I am one of the old breed—not the most fearsome of Us. And sickened by the things I'm compelled to do; that is why I'mwarning you. The new breed . . . it is with the new breed that the ultimate terror lies.
We are not all the same. . . .
Larrabee stood on the bare knob, staring through his binoculars, trying to sharpen the focus. Below, across a hollow choked with brush and deadfall, a grassy, rock-littered slope lifted toward timber. The sun was full on the slope and the hot noon-glare struck fiery glints from some of the rocks, created thick shadows around some of the others, making it hard for him to pick out details. Nothing moved over there except the sun-dazzle. It was just a barren slope—and yet there was something about it. . . .
Up near the top, where the timber started: rocks thickly bunched in tall grass, the way the brush was drawn in around that one massive outcrop. Natural or not? He just couldn't tell for sure from this distance.
Beside him Hixon asked, "What is it, Ben? You see something over there?"
"Maybe." Larrabee gave him the glasses, told him where to look. Pretty soon he said, "Seem to you somebody might've pulled that brush in around the base of the outcrop?"
"Could be, yeah. That damned sun . . ."
"Let me see," DeVries said, but he couldn't tell either.

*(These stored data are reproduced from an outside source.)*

PR #2512, opened 2026-08-20
Make sure OUIA components are imported with OUIA prefix

LadislavVasina1:
## Problem
In some cases in Airgun, the custom of importing PF5 OUIA components with `PF5OUIA` was not honored and might cause confusion and inconsistencies.

## Solution
This PR fixes that, and now all the imported PF5 OUIA widgets have `PF5OUIA` prefix.
This change is just renaming so no test impact is expected.

### DIFF
--- a/AGENTS.md
+++ b/AGENTS.md
@@ -171,7 +171,10 @@ from datetime import datetime
 
 # Third-party
 from widgetastic.widget import Text, TextInput, View
-from widgetastic_patternfly5 import PF5Button, PF5Table
+from widgetastic_patternfly5 import (
+    Button as PF5Button
+    Table as PF5Table
+    )
 
 # Airgun
 from airgun.entities.base import BaseEntity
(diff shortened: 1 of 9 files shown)


vsedmik (approved):
LGTM

AGENTS.md
```diff
@@ -171,7 +171,10 @@ from datetime import datetime
 
 # Third-party
 from widgetastic.widget import Text, TextInput, View
-from widgetastic_patternfly5 import Button, Table
+from widgetastic_patternfly5 import (
+    Button as PF5Button
```
synkd, line 175: Non-blocking, but why not import these as `PF5OUIA` as well?

synkd (approved):
One non-blocking question, but looks good overall.

AGENTS.md
LadislavVasina1: Because they are just widgetastic_patternfly5 not widgetastic_patternfly5.ouia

They went down into the hollow, Larrabee moving ahead of the other two. The deadfall tangle was like a bonepile, close-packed, full of jutting points and splintered edges; it took him ten minutes to find a way across to the slope. He'd been carrying his rifle at port arms, but as he started upslope he extended the muzzle in front of him, slid his finger inside the trigger guard.
The climb was easy enough. They went up three abreast, not fast, not slow. A magpie came swooping down at them, screaming; DeVries cursed and slashed at it with his rifle. Larrabee didn't turn his head. His eyes, unblinking, were in a lock-stare on the rocks and brush near the timber above.
They were within fifty yards of the outcrop when a little breeze kicked up, blew downhill. As soon as it touched them they stopped, all three at once.